Recipe source: Better Homes and Gardens

ingredients

  • 2-1/2 to 3 pounds meaty chicken pieces (breast halves, thighs, and drumsticks)
  • 2 tablespoons cooking oil
  • Salt and black pepper
  • 12 to 18 pearl onions or shallots, peeled
  • 1-1/4 cups Pinot Noir or Burgundy
  • 1/4 cup chicken broth or water
  • 1 cup whole fresh mushrooms
  • 1 cup thinly sliced carrot (2 medium)
  • 1 tablespoon snipped fresh parsley
  • 1-1/2 teaspoons snipped fresh marjoram or 1/2 teaspoon dried marjoram, crushed
  • 1-1/2 teaspoons snipped fresh thyme or 1/2 teaspoon dried thyme, crushed
  • 1 bay leaf
  • 2 cloves garlic, minced
  • 2 tablespoons all-purpose flour
  • 2 tablespoons butter or margarine, softened
  • 2 slices bacon, crisp-cooked, drained, and crumbled
  • Snipped fresh parsley (optional)
  • Hot cooked noodles (optional)

directions

  1. Skin chicken.

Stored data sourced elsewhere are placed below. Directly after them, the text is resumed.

PR #2280, opened 2026-09-06
Lower InsertValue in aot_to_hir

Pavel-Durov:
Adding support for a struct return value via a chain of `InsertValue`. 
Structs are never map to a single HIR value, `p_insertvalue` doesn't emit a real HIR instruction - it just extends the field-index already used for struct-returning `Call`s so `p_extractvalue` and `p_store` can resolve fields in the same way.

### DIFF
--- a/tests/c/insertvalue_struct.c
+++ b/tests/c/insertvalue_struct.c
@@ -1,0 +1,101 @@
+// Compiler:
+//   env-var: YKB_EXTRA_CC_FLAGS=-O1
+// Run-time:
+//   env-var: YKD_LOG_IR=aot,hir
+//   env-var: YKD_SERIALISE_COMPILATION=1
+//   env-var: YKD_LOG=4
+//   stderr:
+//     yk-tracing: start-tracing
+//     1
+//     999
+//     yk-tracing: stop-tracing
+//     --- Begin aot ---
+//     ...
+//     func make_struct(%{{_}}: i8, %{{_}}: i64) -> {0: i8, 64: i64} {
+//     ...
+//     %{{parg_a}}: i8 = arg(0)
+//     %{{parg_b}}: i64 = arg(1)
+//     ...
+//     %{{s0}}: {0: i8, 64: i64} = insert_val poison<{0: i8, 64: i64}>, %{{parg_a}}
+//     %{{s}}: {0: i8, 64: i64} = insert_val %{{s0}}, %{{parg_b}}
+//     ret %{{s}}
+//     ...
+//     %{{call_ret}}: {0: i8, 64: i64} = call make_struct(%{{_}}, %{{_}})...
+//     ...
+//     %{{a}}: i8 = extractvalue %{{call_ret}}, [0]
+//     %{{b}}: i64 = extractvalue %{{call_ret}}, [1]
+//     ...
+//     --- End aot ---
+//     --- Begin hir ---
+//     ...
+//     %{{a2}}: i8 = load %{{_}}
+//     %{{b2}}: i64 = load %{{_}}
+//     ...
+//     %{{a2_ext}}: i32 = zext %{{a2}}
+//     ...
+//     %{{_}}: i32 = call %{{_}}(%{{_}}, %{{_}}, %{{a2_ext}}) ; @fprintf
+//     ...
+//     %{{_}}: i32 = call %{{_}}(%{{_}}, %{{_}}, %{{b2}}) ; @fprintf
+//     ...
+//     --- End hir ---
+//     1
+//     999
+//     yk-execution: enter-jit-code {"trid": "0"}
+//     1
+//     999
+//     1
+//     999
+//     yk-execution: deoptimise ...
+//     exit
+
+// Test that the trace builder handles a struct built via a chain of `insertvalue` instructions.
+
+#include <assert.h>
+#include <stdint.h>
+#include <stdio.h>
+#include <stdlib.h>
+#include <string.h>
+#include <yk.h>
+#include <yk_testing.h>
+
+struct S {
+  uint8_t a;
+  uint64_t b;
+};
+
+__attribute__((noinline)) struct S make_struct(uint8_t a, uint64_t b) {
+  struct S ret = {a, b};
+  return ret;
+}
+
+void interp() {
+  YkMT *mt = yk_mt_new(NULL);
+  yk_mt_hot_threshold_set(mt, 0);
+  YkLocation loc = yk_location_new();
+
+  int res = 9998;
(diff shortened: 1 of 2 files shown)


tests/c/insertvalue_struct.c
```diff
@@ -0,0 +1,101 @@
...
+//     999
+//     yk-tracing: stop-tracing
+//     --- Begin aot ---
+//     ...
+//     func make_struct(%{{_}}: i8, %{{_}}: i64) -> {0: i8, 64: i64} {
+//     ...
+//     %{{parg_a}}: i8 = arg(0)
+//     %{{parg_b}}: i64 = arg(1)
+//     ...
+//     %{{s0}}: {0: i8, 64: i64} = insert_val poison<{0: i8, 64: i64}>, %{{parg_a}}
```
ltratt, line 19: We currently don't really handle `posion` properly: it also suggests that the example code might have UB, which we probably don't want!

ykrt/src/compile/j2/aot_to_hir.rs
```diff
@@ -1967,6 +1967,40 @@ impl<'a, Reg: RegT + 'static> AotToHir<'a, Reg> {
...
+                let Inst::InsertValue { .. } = agg.to_inst(self.am) else {
+                    panic!()
+                };
+                let prev_iid = agg.to_inst_id();
+                let inst_idx = self.frames.last().unwrap().get_local(&*self.opt, &prev_iid);
+                self.call_extractvals[&inst_idx].clone()
+            }
+            _ => panic!(),
+        };
+        assert!(field_iidxs.len() < num_fields);
```
ltratt: This assertion seems surprising to me: why `<`? Looking a bit later, I wonder if `field_iidx.len() + 1 == num_field` is the more precise assertion?

ykrt/src/compile/j2/aot_to_hir.rs
```diff
@@ -2211,6 +2245,41 @@ impl<'a, Reg: RegT + 'static> AotToHir<'a, Reg> {
             panic!()
         };
         let ptr = self.p_operand(tgt)?;
+        if let Ty::Struct(struct_ty) = val.type_(self.am) {
+            let aot_iid = val.to_inst_id();
+            let inst_idx = self.frames.last().unwrap().get_local(&*self.opt, &aot_iid);
+            let field_iidxs = self.call_extractvals[&inst_idx].clone();
```
ltratt: Why `clone`?

ykrt/src/compile/j2/aot_to_hir.rs
```diff
@@ -2211,6 +2245,41 @@ impl<'a, Reg: RegT + 'static> AotToHir<'a, Reg> {
...
+            let offs = struct_ty.field_bit_offs();
+            assert_eq!(field_iidxs.len(), offs.len());
+            for (field_iidx, off) in field_iidxs.iter().zip(offs.iter()) {
```
ltratt: I might prefer `bitoff` to make clear that `off` isn't in bytes. [This is only a minor comment: do as you see fit.]

ykrt/src/compile/j2/aot_to_hir.rs
```diff
@@ -2211,6 +2245,41 @@ impl<'a, Reg: RegT + 'static> AotToHir<'a, Reg> {
...
+                assert_eq!(off % 8, 0);
+                let byte_off = u32::try_from(off / 8).unwrap();
+                let field_ptr = if byte_off > 0 {
```
ltratt: No need to do this optimisation here: the optimisation backend will (or at least should!) do it for you.

Pavel-Durov: 4d8e76e69a33ee8347ae75fc92a58272122c1495

ykrt/src/compile/j2/aot_to_hir.rs
Pavel-Durov: c41595edc4e2f0a9ea2ee423b292af286218bd34

ykrt/src/compile/j2/aot_to_hir.rs
Pavel-Durov: Removed, not needed f761db66ad46a06c6842e04a550159100cc0ca7c

tests/c/insertvalue_struct.c
Pavel-Durov: Just to clarify - the UB concern is about the C test source or j2?

My reading: poison here is just clang's usual way of seeding a struct built up field-by-field . In j2 we never read that poison value, we rebuilt only from the insert elements - so it can't get into the trace.

ykrt/src/compile/j2/aot_to_hir.rs
Pavel-Durov: `field_iidxs` grows by one field per InsertValue. Before pushing, its length is just "how many fields inserted so far" - always somewhere between 0 and num_fields - 1. The assert here guarantees there's room for one more: len() < num_fields.

Maybe we don't this assert at all?

ltratt: I agree: replacing the `assert` with a comment (along the lines of what you've just written!) would be more valuable.

tests/c/insertvalue_struct.c
ltratt: > poison here is just clang's usual way of seeding a struct built up field-by-field

Can we double check that's true? If so, I'm fine with it.

ykrt/src/compile/j2/aot_to_hir.rs
Pavel-Durov: c1f8b462a0cd05b90b0e36efc5defd474601dcb1

tests/c/insertvalue_struct.c
Pavel-Durov: Clang emits poison for seeding a struct built up with `-O1`. At `-O0` there's no `insertvalue` at all (it uses alloca/store/load).
Based on https://llvm.org/docs/LangRef.html#poison-values, a poison value only triggers UB if it's actually *used* (branched on, dereferenced as a pointer, etc.). If we don't do anything with the poison value - then there is no UB.

ltratt: > Clang emits poison for seeding a struct built up with -O1. At -O0 there's no insertvalue at all (it uses alloca/store/load).

I did not know that!

ltratt:
Please squash.

Pavel-Durov:
Squashed 5e008dc4bca546097bacb18587cc97dc662c8063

In a large skillet cook chicken in hot oil over medium heat about 15 minutes or until light brown, turning to brown evenly. Drain fat. Season chicken with salt and pepper. Add onions, Pinot Noir, broth, mushrooms, carrots, the 1 tablespoon parsley, dried marjoram (if using), dried thyme (if using), bay leaf, and garlic. Bring to boiling; reduce heat. Simmer, covered, for 35 to 40 minutes or until chicken is no longer pink (170 degrees F for breasts; 180 degrees F for thighs and drumsticks). Add fresh marjoram and thyme (if using). Discard bay leaf. Transfer chicken and vegetables to a serving platter; keep warm.
  2. In a mixing bowl stir together flour and softened butter to make a smooth paste. Stir into wine mixture in skillet. Cook and stir until thickened and bubbly. Cook and stir for 1 minute more. Season to taste with additional salt and pepper.
  3. Pour sauce over chicken and vegetables. Sprinkle with bacon. If desired, top with additional parsley and serve with hot cooked noodles. Makes 6 servings.

Friday, November 19, 2010

French Pastry Puffs


A friend of mine blogged about these on her cooking website (www.triedandtasty.com ), and I thought they looked tasty and pretty easy to make. I was right. I even substituted gluten free flour for the real deal and they tasted light, fluffy and like a French pastry puff.
Source: The Cook Next Door

4 1/2 cups flour
4 1/2 tsp baking powder
3/4 tsp nutmeg
1 1/2 tsp salt

Mix all dry ingredients together and set aside.

1 1/2 cups sugar
1 cup shortening
3 eggs

In your mixer cream shortening and add sugar and blend well and then add eggs (it is best if you use room temperature eggs, but it will work if you don’t) one at a time until blended.

Then alternate adding dry ingredients to creamed mixture with 1 1/2 cups milk (whole is best). Keep alternating between the wet and the dry…ending with milk until all is blended. Grease mini muffin tins well with shortening. Spoon batter into tins. Bake at 350 for 10-15 minutes. These will not get really dark brown on top so use a toothpick to check if done.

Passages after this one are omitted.